LA Crime Data Analysis

image of blog

Introduction

Crime is a societal issue that impacts communities and cities around the world. Analyzing crime data helps to understand the nature, scale, and patterns of criminal activities, enabling better decision-making in law enforcement and policy creation. This project focuses on exploratory analysis of crime in Los Angeles, the second-most populous city in the United States, from 2020 to first quarter of 2023.

The objective of this analysis is to reveal patterns and trends in crime, understand the demographics of victims, determine peak times and locations for various crimes, and gain other useful insights that can assist in developing effective crime prevention strategies.

Data for this project comes from LA Crime Data available on Kaggle. The dataset contains details about each reported crime event, including the date, type of crime, location, and demographics of the victim.

The primary tool used for this analysis tools were R, SQL and Python. R was used for cleaning the data using a library called tidyverse, which assists with data import, tidying and manipulation. SQL's powerful querying capabilities allow for complex analysis to be performed directly on the database. For further visualizations, Python libraries such as pandas, matplotlib, and seaborn were used in addition to the dataframes generated by SQL queries.

The report includes detailed explanations of Data Cleaning Process, SQL queries used for the analysis, visualizations generated from the analysis, and discussions on the potential implications of the results.

Data Cleaning and Preprocessing

Before delving into the analysis, an initial step of data cleaning and preprocessing was carried out to ensure the data quality and integrity. The tool of choice for this phase was R, a language specifically designed for statistical analysis and data manipulation, along with its robust package 'tidyverse' which includes a collection of efficient tools for data cleaning.

Initially, the dataset was inspected for null values colSums(is.na(crime_data)) to find total numm values in each column. It was found that several columns contained a significant percentage of missing data. It is crucual to detal with missing values since they can skew the analysis and lead to incorrect conclusions.

Specifically, columns such as 'Mocodes'. 'Vict_Sex', 'Vict_Descent', 'Weapon_Used_Cd' and 'Weapon_Desc' has missing data. Rather than discarding these rows entirely, which might have resulted in a significant loss of information, the decision was made to impute these missing values. For example categorical variables, missing value were replaced with 'Unknown', allowing us to retain these records for analysis without creating misleading results.

For instance, 'Weapon_Used_Cd' and 'Weapon_Desc', despite having a high percentage of missing data, was considered important for the analysis. The assumption was made that a missing value in 'Weapon_Used_Cd' and 'Weapon_Desc' indicated that the weapon was unknown, and therefore, these were filled with 0 and 'Unknown' respectively.

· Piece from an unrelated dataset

PR #5165, opened 2017-02-09
Add jsonFilter function and tests

### LINKED ISSUE #5156: Write the jsonFilter() function
As we start making types more restrictive with the Schema and also use JsonSerializable more we will start having issues where json_encode() fails because of one bad value. We already had this happen with dbencode(). To help with this we want a **jsonFilter()** function that can be called on a variable before json_encode().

On the other hand, the null values were set to 0 in case of 'Vict Age'. The negative values, which could be data entry errors were filtered during analysis as they weren't in large quantity.

Other than that, 'Premis_Cd', 'Status Desc' and 'Crm Cd 1' had very few null values, which wouldn't make significant difference to this large dataset. Thus, rows with null values in these columns were removed.

This preprocessing step produced a clean, structured dataset, setting a solid foundation for the ensuing exploratory data analysis and visualizations step.

Exploratory Data Analysis

The Exploratory Data Analysis(EDA) phase was primarily executed using SQL, with the intent to gain insights into the patterns and relationships within our dataset. SQL, with its powerful querying and data manipulation capabilities, was ideal choice for this exercise. The visualizations using the data generated from sql queries was done using Python with the help of psycopg2 to connect to database, pandas to generate dataframe, and matplotlib and seaborn for generating visualizations. Our analysis was guided by a set of key questions designed to explore the structure, characteristics, and patterns within the data.

1. What is the most common type of crime(based on 'Crm Cd Desc') in each area (based on 'AREA NAME')?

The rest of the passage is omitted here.